Task prompt:
Reproduce exactly the stretch of lines running from the line with "As the title says" to the end of the entries below.

[[ Recorded data, beginning ]]

PR #476, opened 2024-05-01
fix: remove unnecessary curly brackets in doc-deploy-changelog docs

klmcadams:
As the title says

### DIFF
--- a/doc/source/migrations/docs-deploy-changelog-setup.rst
+++ b/doc/source/migrations/docs-deploy-changelog-setup.rst
@@ -25,7 +25,7 @@ Once the ``doc-changelog`` action is done being set up, continue with the ``doc-
       steps:
         - uses: ansys/actions/doc-deploy-changelog@{{ version }}
           with:
-            token: ${{ '{{ secrets.PYANSYS_CI_BOT_TOKEN }}' }}
+            token: ${{ secrets.PYANSYS_CI_BOT_TOKEN }}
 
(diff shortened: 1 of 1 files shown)


SMoraisAnsys:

[[ Recorded data, end ]]

Reply to the task:
As the title says

### DIFF
--- a/doc/source/migrations/docs-deploy-changelog-setup.rst
+++ b/doc/source/migrations/docs-deploy-changelog-setup.rst
@@ -25,7 +25,7 @@ Once the ``doc-changelog`` action is done being set up, continue with the ``doc-
       steps:
         - uses: ansys/actions/doc-deploy-changelog@{{ version }}
           with:
-            token: ${{ '{{ secrets.PYANSYS_CI_BOT_TOKEN }}' }}
+            token: ${{ secrets.PYANSYS_CI_BOT_TOKEN }}
 
(diff shortened: 1 of 1 files shown)


SMoraisAnsys:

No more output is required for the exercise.